Brief: Going through the data below, please show each line containing the string "because".

Stored data
============

PR #7796, opened 2025-04-20
id: The `--real` flag should only affect `-u`, `-g`, and `-G`

### LINKED ISSUE #7749: id: Doesn't correctly report EUID
When running with UID != EUID, `id` reports the wrong UID, and doesn't report the EUID at all, despite the code existing.

```console
$ ls -l gnu_id cargo_id # Both need to be chmod'ed to be setuid.
-rwsrwsr-x 1 root root 15482872 13. Apr 18:43 cargo_id
-rwsr-sr-x 1 root root    52240 13. Apr 18:44 gnu_id
$ ./cargo_id 
uid=0(root) gid=0(root) groups=0(root),24(cdrom),25(floppy),27(sudo),29(audio),30(dip),44(video),46(plugdev),109(netdev),112(bluetooth),116(lpadmin),117(scanner),132(docker),1000(user)
$ LC_ALL=C ./gnu_id 
uid=1000(user) gid=1000(user) euid=0(root) egid=0(root) groups=0(root),24(cdrom),25(floppy),27(sudo),29(audio),30(dip),44(video),46(plugdev),109(netdev),112(bluetooth),116(lpadmin),117(scanner),132(docker),1000(user)
```

The setup is a bit difficult:
```console
$ cargo build -p uu_id
$ ls -l target/debug/id # Make sure it's fresh
-rwxrwxr-x 2 user user 15486824 13. Apr 18:47 target/debug/id
$ cp target/debug/id cargo_id
$ cp /usr/bin/id gnu_id
$ sudo chown root: cargo_id gnu_id
$ sudo chmod +s cargo_id gnu_id
```

I'm not certain how to trigger this bug more easily. Another method is to `exec("id")` (where "id" here is regular, i.e. without setuid) from a different setuid binary, e.g.:

```c
// clang -Weverything -O3 run_id.c -D CALL_CARGO -o run_cargo_id
// clang -Weverything -O3 run_id.c -o run_installed_id
// sudo chown root: run_cargo_id run_installed_id
// sudo chmod +s run_cargo_id run_installed_id

#include <stdio.h>
#include <stdlib.h>
#include <unistd.h>

int main(void) {
    printf("Before: UID=%u, EUID=%u\n", getuid(), geteuid());
    #ifdef CALL_CARGO
    printf("+ ./target/debug/id\n");
    execl("./target/debug/id", "id");
    #else
    printf("+ /usr/bin/id\n");
    execl("/usr/bin/id", "id");
    #endif
    return 0;
}
```

Example:
```console
$ ./run_cargo_id 
Before: UID=1000, EUID=0
+ ./target/debug/id
uid=0(root) gid=0(root) groups=0(root),24(cdrom),25(floppy),27(sudo),29(audio),30(dip),44(video),46(plugdev),109(netdev),112(bluetooth),116(lpadmin),117(scanner),132(docker),1000(user)
$ ./run_installed_id 
Before: UID=1000, EUID=0
+ /usr/bin/id
uid=1000(user) gid=1000(user) euid=0(root) egid=0(root) Gruppen=0(root),24(cdrom),25(floppy),27(sudo),29(audio),30(dip),44(video),46(plugdev),109(netdev),112(bluetooth),116(lpadmin),117(scanner),132(docker),1000(user)
```

Found while reading #7696, because it didn't include a test. When fixing this issue, PLEASE include a test.

Also, that binary is HUGE, why?!

Ping @nyurik, in case you want to tackle it.

frendsick:
This PR fixes the logic for retrieving the actual UID and GID of the calling process when the `id` command is invoked without any users as arguments. The `--real` flag should only affect what IDs to report about a user with `-u`, `-g`, or `-U` flags set. Previously, it affected the command whenever no users were specified as an argument.

fixes #7749

### DIFF
--- a/src/uu/id/src/id.rs
+++ b/src/uu/id/src/id.rs
@@ -230,10 +230,14 @@ pub fn uumain(args: impl uucore::Args) -> UResult<()> {
             return Ok(());
         }
 
-        let (uid, gid) = possible_pw.as_ref().map(|p| (p.uid, p.gid)).unwrap_or((
-            if state.rflag { getuid() } else { geteuid() },
-            if state.rflag { getgid() } else { getegid() },
-        ));
+        let (uid, gid) = possible_pw.as_ref().map(|p| (p.uid, p.gid)).unwrap_or({
+            let use_effective = !state.rflag && (state.uflag || state.gflag || state.gsflag);
+            if use_effective {
+                (geteuid(), getegid())
+            } else {
+                (getuid(), getgid())
+            }
+        });
         state.ids = Some(Ids {
             uid,
             gid,
--- a/tests/by-util/test_id.rs
+++ b/tests/by-util/test_id.rs
@@ -479,24 +479,14 @@ fn test_id_pretty_print_password_record() {
         .stderr_contains("the argument '-p' cannot be used with '-P'");
 }
 
-enum CompilationResult {
-    CompilerNotInstalled,
-    Error,
-    Success,
-}
-
-fn compile_preload_file_with_gcc(c_file: &str, so_file: &str) -> CompilationResult {
-    let result = std::process::Command::new("gcc")
+fn compile_preload_file_with_gcc(
+    c_file: &str,
+    so_file: &str,
+) -> Result<std::process::ExitStatus, String> {
+    Ok(std::process::Command::new("gcc")
         .args(["-fPIC", "-shared", "-o", &so_file, &c_file])
-        .status();
-
-    match result {
-        Err(err) if err.kind() == std::io::ErrorKind::NotFound => {
-            CompilationResult::CompilerNotInstalled
-        }
-        Ok(status) if status.success() => CompilationResult::Success,
-        _ => CompilationResult::Error,
-    }
+        .status()
+        .map_err(|_| "`gcc` is not installed")?)
 }
 
 #[test]
@@ -508,14 +498,9 @@ fn test_id_different_uid_and_euid() {
     // The UID should be 1000, whereas the EUID should be 0.
     let c_file = at.as_string() + "/different_uid_and_euid.c";
     let so_file = at.as_string() + "/different_uid_and_euid.so";
-    let compilation_result = compile_preload_file_with_gcc(&c_file, &so_file);
-    match compilation_result {
-        CompilationResult::CompilerNotInstalled => {
-            println!("test skipped: `gcc` compiler is not installed");
-            return;
-        }
-        CompilationResult::Error => panic!("Preload file compilation failed"),
-        CompilationResult::Success => {}
+    let status = unwrap_or_return!(compile_preload_file_with_gcc(&c_file, &so_file));
+    if !status.success() {
+        panic!("Preload file compilation failed")
     }
 
     let result = ucmd.env("LD_PRELOAD", so_file).run();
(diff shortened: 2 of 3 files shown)


frendsick:
How should we test the situation where UID != EUID or GID != EGID? I had the idea of mocking the [State](https://github.com/uutils/coreutils/blob/f92ee6a51917252dddac054dc6a643d55b0716b2/src/uu/id/src/id.rs#L84) struct, but the [id_print](https://github.com/uutils/coreutils/blob/f92ee6a51917252dddac054dc6a643d55b0716b2/src/uu/id/src/id.rs#L553) function is hard to test as it only prints to stdout. Also, it uses the `Passwd::locate` and `Group::locate` functions internally, meaning even if we could mock the `State` struct, the tested UIDs and GIDs should be valid on the system for the test to work.

sylvestre:
Thanks

frendsick:
Yes, I can. I will probavly try to mock the `getuid`, `geteuid`, `getgid`, and `getegid` functions for the tests. I return to this probably later today.

sylvestre:
i don't think you need to do that, you should do that in 
https://github.com/uutils/coreutils/blob/main/tests/by-util/test_id.rs

frendsick:
I still don't understand how to run the command so that the UID != EUID or GID != EGID without somehow mocking them.

frendsick:
@sylvestre Did you have any ideas on how this could be tested?

frendsick:
I added a test for different UID and EUID. I didn't figure out a better way than to overwrite the `getuid` and `geteuid` functions using the `LD_PRELOAD` environment variable. Please let me know if you see any issues with this, or if it is not the preferred way of testing this.

tertsdiepraam (commented):
At the risk of having too many opinions in this thread, maybe we can test it in ways more similar to the original issue? If not then I think we just shouldn't have a test for this. The test you came up with is very clever, but depending on `gcc` is not great.

frendsick:
@tertsdiepraam The original issue requires elevated privileges and assumes that a system has `id` installed, which it most likely has. A simpler way to test would be to use `setuid` and `setgid` if we were to create a test that requires elevated privileges anyway. There are quite a few tests that use the [run_ucmd_as_root](https://github.com/uutils/coreutils/blob/b009cae5a876801ee9897286bdd8bfabe803f428/tests/uutests/src/lib/util.rs#L3007) function, but it does not work in this case, because if we run `id` as root, both UID and EUID will be 0.

In my opinion, creating a test that requires elevated privileges as a precondition is not a good idea if there are no other tests that do so, except those that use the `run_ucmd_as_root` function. If we were to leave the current test as is, `gcc` could be changed to `cc` for better portability. It could also be removed if you want.

frendsick:
The current test also does not break if a system does not have `gcc` installed, as the [unwrap_or_return](https://github.com/uutils/coreutils/blob/b009cae5a876801ee9897286bdd8bfabe803f428/tests/uutests/src/lib/macros.rs#L83) macro exits gracefully if the command does not work. It should only fail if the compiler exists, but the compilation fails somehow.

frendsick:
I'm open to any decision you make.

frendsick:
@tertsdiepraam The test doesn't work on CI/CD, so I guess it should be removed. What would you like me to do? Should I remove the test, or also try to do a test that requires elevated privileges as a precondition?

tertsdiepraam:
I'm ok with no test, but I'll defer to @sul. Maybe he has some ideas

frendsick:
Feel free to merge as is. Please let me know if you have any ideas on how the testing could be performed.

============

Response to the task:
Found while reading #7696, because it didn't include a test. When fixing this issue, PLEASE include a test.
@tertsdiepraam The original issue requires elevated privileges and assumes that a system has `id` installed, which it most likely has. A simpler way to test would be to use `setuid` and `setgid` if we were to create a test that requires elevated privileges anyway. There are quite a few tests that use the [run_ucmd_as_root](https://github.com/uutils/coreutils/blob/b009cae5a876801ee9897286bdd8bfabe803f428/tests/uutests/src/lib/util.rs#L3007) function, but it does not work in this case, because if we run `id` as root, both UID and EUID will be 0.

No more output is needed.